I think it is still useful to distinguish dotcoop registered domains from websites. For the example say of a co-op that is in the NCBA and had registered several .coop domains. One of the domains it uses as its main website and declares so in its NCBA data. At the moment all the registered domains are displayed as websites. They all generate hyperlinks which usually are not resolvable and you can't tell which was the website declared in NCBA data, which would resolve.

ColmDC commented 1 month ago

can see the effect on my desktop when the window is occupying the whole screen.

And when I use a narrower browser than I usually have open, the bug does not appear. I can't see a config setting that would allow panning wider than currently supported. Perhaps its hard coded. :-/

wu-lee commented 1 month ago

Ok, I have regenerated the NCBA to include the domains as website URLs... the map is showing them now.

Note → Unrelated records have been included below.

PR #462, opened 2021-07-01
HEEDLS-542 Replace break-word with break-all

AlexJacksonDS:
Changed all usages of word-break: break-word to word-break: break-all

IE screens the ticket was raised for:
image

image

### DIFF
--- a/DigitalLearningSolutions.Web/Styles/index.scss
+++ b/DigitalLearningSolutions.Web/Styles/index.scss
@@ -1,5 +1,12 @@
 @import "~nhsuk-frontend/packages/core/all";
 
+@mixin word-break-ie-fix {
+  // IE11 hack
+  @media screen and (-ms-high-contrast: active), (-ms-high-contrast: none) {
+    word-break: break-all;
+  }
+}
+
 ul > li > ul > li {
   list-style-type: circle;
 }
@@ -131,7 +138,8 @@ h1#page-heading {
 
 .nhsuk-summary-list__value {
   @include govuk-media-query($until: tablet) {
-    word-break: break-all;
+    word-break: break-word;
+    @include word-break-ie-fix;
   }
 }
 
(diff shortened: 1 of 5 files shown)


ibrahimmunir14 (approved):

DigitalLearningSolutions.Web/Styles/index.scss
```diff
@@ -131,7 +131,7 @@ h1#page-heading {
 
 .nhsuk-summary-list__value {
   @include govuk-media-query($until: tablet) {
-    word-break: break-word;
+    word-break: break-all;
```
stellake, line 134: Doesn't break-all break the second word instead of putting it on a new line when there's two words in one line?

Example here:
https://developer.mozilla.org/en-US/docs/Web/CSS/word-break

AlexJacksonDS:
I've added the IE only fix using the same pattern we use elsewhere in the css.

Since there was only one instance of each of the other css classes with word-break being used, I've instead added the .word-break css class to the html elements and removed it from the specific css classes so that we don't have to define the IE fix multiple times.

DigitalLearningSolutions.Web/Styles/index.scss
stellake, line 134: Ah - forgot to change here. Also, does the hack work ok on other main browsers?

AlexJacksonDS: Yes, this adds an extra declaration for IE only, other browsers only see break-word. IE gets both and ignores the one it doesn't support.

AlexJacksonDS: There are too many instances of this to add a css class to each of them so I've defined it using a mixin instead

stellake (approved):
Very nice - looks good! 👍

I think it is still useful to distinguish dotcoop registered domains from websites. For the example say of a co-op that is in the NCBA and had registered several .coop domains. One of the domains it uses as its main website and declares so in its NCBA data. At the moment all the registered domains are displayed as websites. They all generate hyperlinks which usually are not resolvable and you can't tell which was the website declared in NCBA data, which would resolve.

All I did just now was add the single domain listed in the NCBA dataset to the Website field in the standard.csv version of that dataset, converted to an URL. So if some of them have multiple domains listed, I think that they're coming from somewhere else, and this also implies they were there before.

In this case, looks like the links are coming from the DC data, which also has the domains mapped to URLs in the Website field, and it appears in the final result because the DC.Website field has a higher priority than the NCBA.Website field.

So it's a field prioritisation problem, partly.

I would not be surprised if there were a bunch more problems like this that we might find if we keep looking. Since the demo is today I'm not sure how much more time to spend on unpicking these loose threads. Presumably I shouldn't go and try to resolve these problems now?

ColmDC commented 1 month ago

So it's a field prioritisation problem, partly.

Agreed.

I would not be surprised if there were a bunch more problems like this that we might find if we keep looking. Since the demo is today I'm not sure how much more time to spend on unpicking these loose threads. Presumably I shouldn't go and try to resolve these problems now?

Demo went well. There is no commitment to make any further fixes to this demo. So will close this ticket. But will create a new ticket for the work to refactor the data merging scripts to make the next bout of data merging easier and see if they can address the shortfall noted in this ticket.

ColmDC commented 1 month ago

V will have a few other opportunities to demo it during the rest of the conference, so don't disable the map.